Traditionally, containers used for the storage of products for human consumption were made of glass. Typical desirable glass characteristics include transparency, indeformability and perfect label fixation. Nevertheless, because glass is fragile, easily breakable and heavy, it has become cost prohibitative, due to the high number of bottle breaks during handling. Moreover, as a result of breakage preventive measures and weight, the transportation expenses associated with glass greatly increases the cost of the product.
Numerous commodities previously supplied in glass containers are now being supplied in plastic containers, more specifically polyester and even more specifically polyethylene terephthalate (PET) containers. Manufacturers and fillers, as well as consumers, have recognized that PET containers are lightweight, inexpensive, recyclable and manufacturable in large quantities.
Manufacturers currently supply PET containers for various liquid commodities, such as beverages. Often these liquid products, such as juices and isotonics, are filled into the containers while the liquid product is at an elevated temperature, typically 68° C.–96° C. (155° F.–205° F.) and usually about 85° C. (185° F.). When packaged in this manner, the hot temperature of the liquid commodity is used to sterilize the container at the time of filling. This process is known as “hot filling”. The containers designed to withstand the process are known as “hot fill” or “heat set” containers.
The use of blow molded plastic containers for packaging hot fill beverages is well known. However, a container that is used for hot fill applications is subject to additional mechanical stresses on the container that result in the container being more likely to fail during storage or handling. For example, it has been found that the thin sidewalls of the container deform or collapse as the container is being filled with hot fluids. In addition, the rigidity of the container decreases immediately after the hot fill liquid is introduced into the container. After being hot filled, the heat set containers are capped and allowed to reside at generally about the filling temperature for approximately five (5) minutes. The containers, along with the product, are then actively cooled so that the filled container may be transferred to labeling, packaging and shipping operations. As the liquid cools, it evaporates and shrinks in volume. Thus, upon cooling, the volume of the liquid in the container is reduced. This product shrinkage phenomenon results in the creation of a negative pressure or vacuum within the container. Generally, this negative pressure or vacuum within the container ranges from 1–300 mm Hg less than atmospheric pressure (i.e., 759 mm Hg–460 mm Hg). If not controlled or otherwise accommodated, these negative pressures or vacuums result in deformation of the container which leads to either an aesthetically unacceptable container or one which is unstable. The container must be able to withstand such changes in pressure without failure.

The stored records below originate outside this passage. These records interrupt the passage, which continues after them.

PR #209, opened 2026-08-04
Record http.url on cache spans for string and URL keys

ayaangazali:
The Cache methods accept `RequestInfo | URL`, so the key can be a `Request`, a bare string, or a `URL`. `instrumentFunction` in `packages/otel-cf-workers/src/instrumentation/cache.ts` read the url as `argArray[0].url`, which only exists on a `Request`, so `caches.default.match('https://example.com/x')` and the `URL` form both produced a cache span with no `http.url` at all. Two of the three documented input shapes lost the attribute.

This pulls the url out of whichever shape was passed. I also made `sanitiseURL` return undefined instead of throwing on something unparseable, because it runs while building the span attributes, before the span exists, so a throw there would have surfaced inside the caller's own cache call rather than as a failed span.

There was no test file for the cache bindings, so I added one covering all three key shapes plus an unparseable one. The string and URL cases fail on current main with `expected undefined to be 'https://example.com/...'`. Ran the repo preflight and `pnpm run check`, both green. Patch changeset for `@pydantic/otel-cf-workers` included.

quick disclosure: worked through this with Claude Code and read the final diff myself. Freshman still learning, so if you would rather keep the attribute Request-only I am happy to drop it :)

### DIFF
--- a/.changeset/cache-url-attribute.md
+++ b/.changeset/cache-url-attribute.md
@@ -1,0 +1,5 @@
+---
+'@pydantic/otel-cf-workers': patch
+---
+
+Record `http.url` on Cache spans when the key is a string or a `URL`, not just a `Request`. The Cache methods accept `RequestInfo | URL`, but the attribute was read from `argArray[0].url`, which only exists on a `Request`, so `caches.default.match('https://example.com/x')` produced a span with no URL at all. Malformed keys now omit the attribute instead of letting URL parsing throw into the caller.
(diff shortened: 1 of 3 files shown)


petyosi (approved):

ayaangazali:
Rebased onto current main (79bcac0) and re-verified there. Approved and clean, no conflicts.

Recap: Cache methods accept `RequestInfo | URL`, but the attribute was read as `argArray[0].url`, which only exists on a `Request`. String keys and `URL` keys both produced cache spans with no `http.url`, so two of the three documented input shapes lost it.

Happy to close it if you would rather not take this one.

ayaangazali:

Due to the relative high cost of PET material, even slight increases in the weight of the material of the container will result in an excessive increase in its cost, making it less competitive in relation to the glass bottle, thereby resulting in the infeasibility of such a solution to the problem. Additionally, in many instances, container weight is correlated to the amount of the final vacuum present in the container after this fill, cap and cool down procedure. In order to reduce container weight, i.e., “lightweight” the container, thus providing a significant cost savings from a material standpoint, the amount of the final vacuum must be reduced. Typically, the amount of the final vacuum can be reduced through various processing options such as the use of nitrogen dosing technology, minimize head space or reduce fill temperatures. One drawback with the use of nitrogen dosing technology however is that the maximum line speeds achievable with the current technology is limited to roughly 200 containers per minute. Such slower line speeds are seldom acceptable. Additionally, the dosing consistency is not yet at a technological level to achieve efficient operations. Minimizing head space requires more precision during filling, again resulting in slower line speeds. Reducing fill temperatures limits the type of commodity capable of being used and thus is equally disadvantageous.
The above described negative pressure or vacuum within the container has typically been accommodated by the incorporation of structures in the sidewall of the container. These structures are commonly known as vacuum panels. Traditionally, these paneled areas have been semi-rigid by design, unable to accommodate the high levels of negative pressure or vacuum currently generated, particularly in lightweight containers. Currently, hot fill containers typically include substantially rectangular vacuum panels that are designed to collapse inwardly after the container has been filled with hot product. These rectangular vacuum panels are designed so that as product cools, they will deform and move inwardly. While commercially successful, the inward flexing of the rectangular panels caused by the hot fill vacuum creates high stress points at the top and bottom edges of the pressure panels, especially at the upper and lower corners of the panels. These stress points weaken the portions of the sidewall near the edges of the panels, allowing the sidewall to collapse inwardly during handling of the container or when containers are stacked together.
Thus, there is a need for an improved container which is designed to distort inwardly in a controlled manner under the negative pressure or vacuum which results from hot filling so as to accommodate these negative pressures or vacuum and eliminate undesirable deformation in the container yet which allows for lightweighting, accommodates higher fill temperatures and is capable of being easily handled by an end consumer.
With the forgoing in mind, an object of the present invention is to provide novel hot fillable plastic containers which have vacuum absorption panels that flex during hot filling, capping and cooling; which are resistant to unwanted distortion; and which absorb a majority of the negative pressure or vacuum applied to the container.
It is another object of the present invention to provide a hot filled, blow molded, plastic container which provides improved vacuum panels that minimize the stress points on the corners of the vacuum panels, by substantially removing these stress points, and thereby provide lower failure rates.
In function of the above mentioned qualities, associated with its transparency, the proposed container is an extremely inexpensive and efficient means for the container user to promote its product, thus contributing to reinforce the good image of its company in the market. It is therefore an object of this invention to provide such a container.